● **Work item**:
All of the lines below should be copied word for word.

● **Exercise material**:

PR #309, opened 2025-03-07
Implement Firebase push notifications on Android and iOS

zsmb13:
Add Firebase push notification handling for Android and iOS, using the [KMPNotifier](https://github.com/mirzemehdi/KMPNotifier) library.

The app listens to three topics (controlled by the in-app settings):

* `ScheduleUpdates`
* `KotlinConfNews`
* `JetBrainsNews`

In addition to the title and message which will be displayed in the notification, the pushes may contain custom data with the following keys to trigger navigation when the notification is opened:

* `newsId`
* `sessionId`

These constants are also found in `PushNotificationConstants` to reuse.


shared/src/jvmMain/kotlin/org/jetbrains/kotlinconf/NotImplementedLocalNotificationService.kt
```diff
@@ -0,0 +1,9 @@
+package org.jetbrains.kotlinconf
+
+import kotlinx.datetime.LocalDateTime
+
+class NotImplementedLocalNotificationService : LocalNotificationService {
```
e5l, line 5: I would name it Blank. Not implemented associates with exception for me

shared/src/iosMain/kotlin/org/jetbrains/kotlinconf/IOSNotifications.kt
```diff
@@ -0,0 +1,31 @@
...
+    val content: UNNotificationContent = response.notification.request.content
+    val notificationId = content.userInfo[IOSLocalNotificationService.LOCAL_NOTIFICATION_ID_KEY] as? String
+    if (notificationId != null) {
+        // Local notification clicked
+        navigateByLocalNotificationId(notificationId)
+        return
+    }
+
+    // Process push notifications
+    // TODO simplify this to NotifierManager.onNotificationClicked(content) and inline notifierManagerListener
```
e5l, line 19: please log an issue

e5l (approved):

PR #311, opened 2025-03-07
Improve voting

kropp:
Some Friday evening fun: added haptic feedback to session voting

Currently, feedback forms are hidden, so you'll need to enable them manually in the code

@zsmb13 could you please check whether these haptics make sense on Android?


zsmb13:
Found a crash while testing this, so added some error handling improvements.

I think we can actually simplify this. Whichever option the user votes for, the interaction itself was successful, so I think it should trigger with `HapticFeedbackType.Confirm` in all cases, looking at its docs. We could also add that to the `SessionScreen` which has feedback on it.

kropp:
I'm ok with all haptics to be `HapticFeedbackType.Confirm`, just wanted to play a bit with it. Also, it will simplify the code.

PR #312, opened 2025-03-07
Move Koin init to app launch

zsmb13:
Moves Koin initialization outside the Compose `App()` function. This lets us get our dependency graph up and running without the UI necessarily being initialized, which will be required for cases like notification handling, when the app is started but the `MainActivity` (or equivalent) isn't.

● **Solved exercise**:
PR #309, opened 2025-03-07
Implement Firebase push notifications on Android and iOS

zsmb13:
Add Firebase push notification handling for Android and iOS, using the [KMPNotifier](https://github.com/mirzemehdi/KMPNotifier) library.

The app listens to three topics (controlled by the in-app settings):

* `ScheduleUpdates`
* `KotlinConfNews`
* `JetBrainsNews`

In addition to the title and message which will be displayed in the notification, the pushes may contain custom data with the following keys to trigger navigation when the notification is opened:

* `newsId`
* `sessionId`

These constants are also found in `PushNotificationConstants` to reuse.


shared/src/jvmMain/kotlin/org/jetbrains/kotlinconf/NotImplementedLocalNotificationService.kt
```diff
@@ -0,0 +1,9 @@
+package org.jetbrains.kotlinconf
+
+import kotlinx.datetime.LocalDateTime
+
+class NotImplementedLocalNotificationService : LocalNotificationService {
```
e5l, line 5: I would name it Blank. Not implemented associates with exception for me

shared/src/iosMain/kotlin/org/jetbrains/kotlinconf/IOSNotifications.kt
```diff
@@ -0,0 +1,31 @@
...
+    val content: UNNotificationContent = response.notification.request.content
+    val notificationId = content.userInfo[IOSLocalNotificationService.LOCAL_NOTIFICATION_ID_KEY] as? String
+    if (notificationId != null) {
+        // Local notification clicked
+        navigateByLocalNotificationId(notificationId)
+        return
+    }
+
+    // Process push notifications
+    // TODO simplify this to NotifierManager.onNotificationClicked(content) and inline notifierManagerListener
```
e5l, line 19: please log an issue

e5l (approved):

PR #311, opened 2025-03-07
Improve voting

kropp:
Some Friday evening fun: added haptic feedback to session voting

Currently, feedback forms are hidden, so you'll need to enable them manually in the code

@zsmb13 could you please check whether these haptics make sense on Android?


zsmb13:
Found a crash while testing this, so added some error handling improvements.

I think we can actually simplify this. Whichever option the user votes for, the interaction itself was successful, so I think it should trigger with `HapticFeedbackType.Confirm` in all cases, looking at its docs. We could also add that to the `SessionScreen` which has feedback on it.

kropp:
I'm ok with all haptics to be `HapticFeedbackType.Confirm`, just wanted to play a bit with it. Also, it will simplify the code.

PR #312, opened 2025-03-07
Move Koin init to app launch

zsmb13:
Moves Koin initialization outside the Compose `App()` function. This lets us get our dependency graph up and running without the UI necessarily being initialized, which will be required for cases like notification handling, when the app is started but the `MainActivity` (or equivalent) isn't.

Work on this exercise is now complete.